> **Problem requirements**
Look for "containers" in each line of the entries, and return the matching lines.

> **Entries supplied**

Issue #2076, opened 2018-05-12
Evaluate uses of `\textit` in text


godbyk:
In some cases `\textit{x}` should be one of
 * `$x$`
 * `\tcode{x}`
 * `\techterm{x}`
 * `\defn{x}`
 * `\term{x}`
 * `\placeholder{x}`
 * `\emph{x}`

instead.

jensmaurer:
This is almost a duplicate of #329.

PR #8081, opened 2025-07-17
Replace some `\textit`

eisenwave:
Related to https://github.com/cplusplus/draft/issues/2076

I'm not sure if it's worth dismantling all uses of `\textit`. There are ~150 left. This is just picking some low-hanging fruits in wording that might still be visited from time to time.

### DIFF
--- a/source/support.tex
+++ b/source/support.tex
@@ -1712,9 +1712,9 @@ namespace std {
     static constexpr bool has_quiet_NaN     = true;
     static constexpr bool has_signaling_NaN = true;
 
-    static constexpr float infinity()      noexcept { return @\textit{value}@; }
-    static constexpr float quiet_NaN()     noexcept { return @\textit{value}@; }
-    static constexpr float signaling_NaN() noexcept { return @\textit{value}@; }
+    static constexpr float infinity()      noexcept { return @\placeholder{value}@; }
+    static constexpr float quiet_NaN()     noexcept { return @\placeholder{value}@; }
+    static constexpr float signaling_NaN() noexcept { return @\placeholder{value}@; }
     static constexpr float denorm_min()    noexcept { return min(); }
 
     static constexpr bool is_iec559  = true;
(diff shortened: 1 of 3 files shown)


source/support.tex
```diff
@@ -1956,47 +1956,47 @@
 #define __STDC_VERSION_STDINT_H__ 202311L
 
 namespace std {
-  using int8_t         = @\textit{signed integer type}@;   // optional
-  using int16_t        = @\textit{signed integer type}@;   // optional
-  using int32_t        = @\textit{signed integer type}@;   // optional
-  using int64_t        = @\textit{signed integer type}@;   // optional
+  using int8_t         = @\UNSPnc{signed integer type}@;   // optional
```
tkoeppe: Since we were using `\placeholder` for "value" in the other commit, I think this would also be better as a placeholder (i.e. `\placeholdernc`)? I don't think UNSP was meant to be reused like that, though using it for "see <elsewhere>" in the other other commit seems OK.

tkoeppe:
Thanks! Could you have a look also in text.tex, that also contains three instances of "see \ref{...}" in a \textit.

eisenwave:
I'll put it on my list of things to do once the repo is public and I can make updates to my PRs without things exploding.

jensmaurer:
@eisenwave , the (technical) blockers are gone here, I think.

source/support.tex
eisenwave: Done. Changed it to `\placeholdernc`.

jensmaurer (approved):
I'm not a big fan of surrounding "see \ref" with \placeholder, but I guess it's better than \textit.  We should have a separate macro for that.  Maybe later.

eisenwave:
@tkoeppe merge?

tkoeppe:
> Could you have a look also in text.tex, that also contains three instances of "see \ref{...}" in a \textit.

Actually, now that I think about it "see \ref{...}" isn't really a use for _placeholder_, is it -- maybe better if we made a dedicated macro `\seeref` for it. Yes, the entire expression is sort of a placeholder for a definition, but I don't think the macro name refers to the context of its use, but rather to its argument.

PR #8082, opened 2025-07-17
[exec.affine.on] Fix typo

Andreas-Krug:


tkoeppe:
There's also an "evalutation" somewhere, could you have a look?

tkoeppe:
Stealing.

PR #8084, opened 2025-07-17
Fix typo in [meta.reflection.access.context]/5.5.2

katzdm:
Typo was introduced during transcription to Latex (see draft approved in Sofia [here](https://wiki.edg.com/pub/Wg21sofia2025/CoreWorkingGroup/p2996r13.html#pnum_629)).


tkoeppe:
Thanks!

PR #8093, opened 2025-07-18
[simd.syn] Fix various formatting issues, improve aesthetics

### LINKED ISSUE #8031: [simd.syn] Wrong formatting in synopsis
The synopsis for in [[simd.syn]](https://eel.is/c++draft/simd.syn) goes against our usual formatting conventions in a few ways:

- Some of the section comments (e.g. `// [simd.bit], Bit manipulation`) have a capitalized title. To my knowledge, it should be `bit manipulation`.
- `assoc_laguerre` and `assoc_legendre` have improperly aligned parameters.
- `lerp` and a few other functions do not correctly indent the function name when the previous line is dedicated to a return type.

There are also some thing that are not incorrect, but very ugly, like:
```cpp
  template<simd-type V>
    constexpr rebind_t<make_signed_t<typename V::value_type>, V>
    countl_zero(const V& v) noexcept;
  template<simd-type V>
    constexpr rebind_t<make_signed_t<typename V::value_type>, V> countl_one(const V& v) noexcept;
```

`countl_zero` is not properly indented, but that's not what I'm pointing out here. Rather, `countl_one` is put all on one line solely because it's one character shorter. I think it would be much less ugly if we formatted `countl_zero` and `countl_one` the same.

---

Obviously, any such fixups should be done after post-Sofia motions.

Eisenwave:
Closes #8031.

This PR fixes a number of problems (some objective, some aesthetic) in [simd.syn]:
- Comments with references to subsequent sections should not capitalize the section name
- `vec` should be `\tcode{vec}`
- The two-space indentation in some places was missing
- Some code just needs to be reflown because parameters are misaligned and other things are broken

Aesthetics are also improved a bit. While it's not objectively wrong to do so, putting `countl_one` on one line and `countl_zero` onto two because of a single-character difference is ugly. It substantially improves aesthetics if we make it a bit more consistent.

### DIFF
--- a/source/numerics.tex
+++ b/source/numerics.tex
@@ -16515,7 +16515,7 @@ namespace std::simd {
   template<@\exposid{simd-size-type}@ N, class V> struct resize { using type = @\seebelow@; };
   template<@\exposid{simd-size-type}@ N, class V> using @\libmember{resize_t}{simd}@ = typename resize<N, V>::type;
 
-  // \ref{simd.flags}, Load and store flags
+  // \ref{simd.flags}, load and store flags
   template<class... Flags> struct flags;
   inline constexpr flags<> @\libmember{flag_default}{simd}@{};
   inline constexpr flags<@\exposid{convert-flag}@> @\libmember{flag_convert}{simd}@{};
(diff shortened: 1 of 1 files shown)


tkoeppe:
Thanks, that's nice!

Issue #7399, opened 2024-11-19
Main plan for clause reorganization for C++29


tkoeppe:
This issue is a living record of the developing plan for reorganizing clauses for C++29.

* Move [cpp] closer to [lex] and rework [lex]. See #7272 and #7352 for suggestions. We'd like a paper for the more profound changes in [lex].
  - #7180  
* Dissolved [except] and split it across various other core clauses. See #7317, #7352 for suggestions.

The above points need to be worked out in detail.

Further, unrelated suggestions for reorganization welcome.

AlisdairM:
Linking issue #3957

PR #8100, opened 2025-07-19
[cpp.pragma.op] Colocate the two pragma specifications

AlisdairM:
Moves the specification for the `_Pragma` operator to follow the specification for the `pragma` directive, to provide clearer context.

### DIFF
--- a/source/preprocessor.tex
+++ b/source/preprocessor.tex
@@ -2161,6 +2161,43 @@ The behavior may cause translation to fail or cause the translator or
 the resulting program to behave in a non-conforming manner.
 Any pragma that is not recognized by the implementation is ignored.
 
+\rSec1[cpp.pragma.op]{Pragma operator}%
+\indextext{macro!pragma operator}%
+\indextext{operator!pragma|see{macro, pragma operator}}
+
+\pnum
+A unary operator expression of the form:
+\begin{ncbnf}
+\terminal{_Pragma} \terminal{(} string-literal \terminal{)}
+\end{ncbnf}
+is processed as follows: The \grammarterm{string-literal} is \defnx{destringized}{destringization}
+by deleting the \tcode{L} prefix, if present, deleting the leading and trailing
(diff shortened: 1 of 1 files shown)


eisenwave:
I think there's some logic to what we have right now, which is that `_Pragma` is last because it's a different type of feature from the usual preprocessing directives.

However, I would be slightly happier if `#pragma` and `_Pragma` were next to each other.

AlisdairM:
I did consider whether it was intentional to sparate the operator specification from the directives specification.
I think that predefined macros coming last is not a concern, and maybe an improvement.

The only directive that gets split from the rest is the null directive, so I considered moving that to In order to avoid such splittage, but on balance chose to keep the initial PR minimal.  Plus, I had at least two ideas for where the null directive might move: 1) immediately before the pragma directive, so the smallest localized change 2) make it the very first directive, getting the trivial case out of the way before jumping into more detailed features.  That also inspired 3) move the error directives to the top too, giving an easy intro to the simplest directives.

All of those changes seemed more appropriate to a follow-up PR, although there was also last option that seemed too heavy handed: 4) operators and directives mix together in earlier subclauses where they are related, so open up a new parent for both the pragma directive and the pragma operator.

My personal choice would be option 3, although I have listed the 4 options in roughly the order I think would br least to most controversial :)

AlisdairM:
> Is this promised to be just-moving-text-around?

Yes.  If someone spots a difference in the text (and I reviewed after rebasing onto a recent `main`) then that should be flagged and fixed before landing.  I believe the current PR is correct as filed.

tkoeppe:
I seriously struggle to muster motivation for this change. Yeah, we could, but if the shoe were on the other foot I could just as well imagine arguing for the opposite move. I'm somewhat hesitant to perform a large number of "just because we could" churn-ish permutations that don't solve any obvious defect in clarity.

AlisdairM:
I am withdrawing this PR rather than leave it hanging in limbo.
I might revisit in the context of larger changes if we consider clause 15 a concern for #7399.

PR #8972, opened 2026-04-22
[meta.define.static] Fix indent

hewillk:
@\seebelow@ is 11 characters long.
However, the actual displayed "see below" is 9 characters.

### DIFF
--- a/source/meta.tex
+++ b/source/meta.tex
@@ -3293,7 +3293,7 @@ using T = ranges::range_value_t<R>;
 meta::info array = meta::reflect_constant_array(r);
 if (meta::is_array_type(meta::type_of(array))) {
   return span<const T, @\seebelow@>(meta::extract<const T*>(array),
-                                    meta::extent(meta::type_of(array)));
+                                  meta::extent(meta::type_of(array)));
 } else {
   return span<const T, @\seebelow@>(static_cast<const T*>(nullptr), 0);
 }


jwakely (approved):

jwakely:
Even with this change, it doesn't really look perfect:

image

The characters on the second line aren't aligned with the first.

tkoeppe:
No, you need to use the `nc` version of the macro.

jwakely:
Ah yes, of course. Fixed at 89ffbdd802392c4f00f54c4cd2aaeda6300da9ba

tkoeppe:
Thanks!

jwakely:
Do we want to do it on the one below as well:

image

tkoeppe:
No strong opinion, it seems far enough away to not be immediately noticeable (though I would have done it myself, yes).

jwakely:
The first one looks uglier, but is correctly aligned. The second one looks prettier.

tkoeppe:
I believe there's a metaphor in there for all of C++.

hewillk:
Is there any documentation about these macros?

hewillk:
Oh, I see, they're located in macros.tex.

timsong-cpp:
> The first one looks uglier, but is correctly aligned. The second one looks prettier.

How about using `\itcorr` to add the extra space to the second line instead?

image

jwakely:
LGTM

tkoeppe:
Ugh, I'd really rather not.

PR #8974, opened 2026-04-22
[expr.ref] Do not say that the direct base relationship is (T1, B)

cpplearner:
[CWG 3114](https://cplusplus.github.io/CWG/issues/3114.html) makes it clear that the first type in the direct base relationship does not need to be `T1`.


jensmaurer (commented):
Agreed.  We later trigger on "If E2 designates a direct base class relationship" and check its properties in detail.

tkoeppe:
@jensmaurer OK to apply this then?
---
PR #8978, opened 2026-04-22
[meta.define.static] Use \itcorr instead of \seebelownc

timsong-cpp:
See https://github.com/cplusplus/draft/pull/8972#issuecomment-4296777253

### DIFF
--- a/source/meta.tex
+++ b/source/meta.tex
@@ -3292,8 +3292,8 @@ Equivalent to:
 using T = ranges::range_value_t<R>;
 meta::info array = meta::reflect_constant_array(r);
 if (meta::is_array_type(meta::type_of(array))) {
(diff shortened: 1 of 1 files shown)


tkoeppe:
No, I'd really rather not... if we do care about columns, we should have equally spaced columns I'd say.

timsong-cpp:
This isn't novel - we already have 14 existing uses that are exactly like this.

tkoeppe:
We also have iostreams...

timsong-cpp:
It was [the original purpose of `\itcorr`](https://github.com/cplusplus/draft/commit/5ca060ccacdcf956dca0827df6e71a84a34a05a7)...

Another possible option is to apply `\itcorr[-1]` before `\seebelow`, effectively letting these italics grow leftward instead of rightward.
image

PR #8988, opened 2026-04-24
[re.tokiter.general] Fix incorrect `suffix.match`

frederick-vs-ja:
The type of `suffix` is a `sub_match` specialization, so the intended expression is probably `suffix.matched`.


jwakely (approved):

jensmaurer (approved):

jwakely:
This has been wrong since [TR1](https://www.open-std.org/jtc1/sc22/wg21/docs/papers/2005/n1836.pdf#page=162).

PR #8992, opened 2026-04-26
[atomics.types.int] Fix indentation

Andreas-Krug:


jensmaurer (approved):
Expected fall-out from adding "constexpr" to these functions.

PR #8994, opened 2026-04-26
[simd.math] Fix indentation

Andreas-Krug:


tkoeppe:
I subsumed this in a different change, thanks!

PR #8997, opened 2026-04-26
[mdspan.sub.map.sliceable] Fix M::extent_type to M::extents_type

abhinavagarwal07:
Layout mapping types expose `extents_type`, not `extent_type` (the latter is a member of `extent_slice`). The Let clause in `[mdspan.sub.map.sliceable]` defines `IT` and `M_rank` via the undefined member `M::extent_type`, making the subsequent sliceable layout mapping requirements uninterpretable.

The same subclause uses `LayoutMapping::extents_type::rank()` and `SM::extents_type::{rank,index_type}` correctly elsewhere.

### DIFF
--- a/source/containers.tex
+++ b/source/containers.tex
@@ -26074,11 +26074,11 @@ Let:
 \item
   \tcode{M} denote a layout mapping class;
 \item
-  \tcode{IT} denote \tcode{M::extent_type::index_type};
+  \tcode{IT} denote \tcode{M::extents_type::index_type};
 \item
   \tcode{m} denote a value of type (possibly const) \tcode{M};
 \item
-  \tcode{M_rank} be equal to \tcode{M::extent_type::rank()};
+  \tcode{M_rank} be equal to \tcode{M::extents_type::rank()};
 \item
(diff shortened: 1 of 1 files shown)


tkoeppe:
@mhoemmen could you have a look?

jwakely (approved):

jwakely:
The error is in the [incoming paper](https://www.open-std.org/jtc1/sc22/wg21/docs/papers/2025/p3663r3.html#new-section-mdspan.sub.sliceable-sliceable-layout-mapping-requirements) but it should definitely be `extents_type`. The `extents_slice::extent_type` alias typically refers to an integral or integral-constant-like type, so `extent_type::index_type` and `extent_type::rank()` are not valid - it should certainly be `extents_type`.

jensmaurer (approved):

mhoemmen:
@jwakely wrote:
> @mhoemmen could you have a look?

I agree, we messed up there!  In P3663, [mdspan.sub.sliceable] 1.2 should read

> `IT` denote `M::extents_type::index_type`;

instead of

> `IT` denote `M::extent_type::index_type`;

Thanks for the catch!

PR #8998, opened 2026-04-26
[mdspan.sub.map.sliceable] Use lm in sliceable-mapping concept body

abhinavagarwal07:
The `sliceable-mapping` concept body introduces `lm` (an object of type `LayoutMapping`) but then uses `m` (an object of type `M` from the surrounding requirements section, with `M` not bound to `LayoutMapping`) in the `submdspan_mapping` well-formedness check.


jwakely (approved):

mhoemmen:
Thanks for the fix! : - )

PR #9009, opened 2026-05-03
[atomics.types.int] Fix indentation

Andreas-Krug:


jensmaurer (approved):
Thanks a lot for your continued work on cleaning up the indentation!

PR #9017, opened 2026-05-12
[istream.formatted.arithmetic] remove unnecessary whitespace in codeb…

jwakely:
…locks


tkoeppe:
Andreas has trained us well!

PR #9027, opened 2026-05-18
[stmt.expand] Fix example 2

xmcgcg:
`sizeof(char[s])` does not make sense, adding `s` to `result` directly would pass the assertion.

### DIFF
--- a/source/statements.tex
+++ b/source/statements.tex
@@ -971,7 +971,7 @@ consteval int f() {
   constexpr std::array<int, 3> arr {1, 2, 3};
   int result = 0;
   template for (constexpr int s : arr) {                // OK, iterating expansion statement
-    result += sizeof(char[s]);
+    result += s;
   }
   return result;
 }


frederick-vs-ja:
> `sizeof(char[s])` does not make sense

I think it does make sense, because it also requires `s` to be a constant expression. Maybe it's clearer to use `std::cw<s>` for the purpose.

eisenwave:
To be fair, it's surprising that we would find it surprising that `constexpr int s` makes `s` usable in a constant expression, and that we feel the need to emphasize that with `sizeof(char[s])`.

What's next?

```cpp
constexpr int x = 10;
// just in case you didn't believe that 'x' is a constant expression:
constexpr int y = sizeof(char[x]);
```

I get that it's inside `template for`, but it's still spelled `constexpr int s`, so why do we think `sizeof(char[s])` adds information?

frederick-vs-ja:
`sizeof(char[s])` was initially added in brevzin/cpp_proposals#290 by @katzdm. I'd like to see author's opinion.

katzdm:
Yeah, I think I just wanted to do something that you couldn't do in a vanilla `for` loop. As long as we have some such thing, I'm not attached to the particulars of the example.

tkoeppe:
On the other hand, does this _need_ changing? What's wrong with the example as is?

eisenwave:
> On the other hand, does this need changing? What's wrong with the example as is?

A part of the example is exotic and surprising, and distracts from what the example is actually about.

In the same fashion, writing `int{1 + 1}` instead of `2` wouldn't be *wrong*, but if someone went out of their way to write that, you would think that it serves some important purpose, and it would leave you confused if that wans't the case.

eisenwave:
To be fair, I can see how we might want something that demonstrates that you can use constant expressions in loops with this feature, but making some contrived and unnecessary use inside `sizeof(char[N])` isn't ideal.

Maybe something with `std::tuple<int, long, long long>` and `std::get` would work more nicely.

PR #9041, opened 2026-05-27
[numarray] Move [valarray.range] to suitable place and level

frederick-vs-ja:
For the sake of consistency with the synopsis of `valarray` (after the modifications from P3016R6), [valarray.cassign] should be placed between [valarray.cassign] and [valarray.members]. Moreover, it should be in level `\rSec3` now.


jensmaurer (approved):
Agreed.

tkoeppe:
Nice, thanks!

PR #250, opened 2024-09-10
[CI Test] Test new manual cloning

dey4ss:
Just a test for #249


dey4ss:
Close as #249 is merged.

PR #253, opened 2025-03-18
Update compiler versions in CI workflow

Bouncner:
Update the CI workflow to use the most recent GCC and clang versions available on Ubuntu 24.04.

> **Your response**
--- a/source/containers.tex
+++ b/source/containers.tex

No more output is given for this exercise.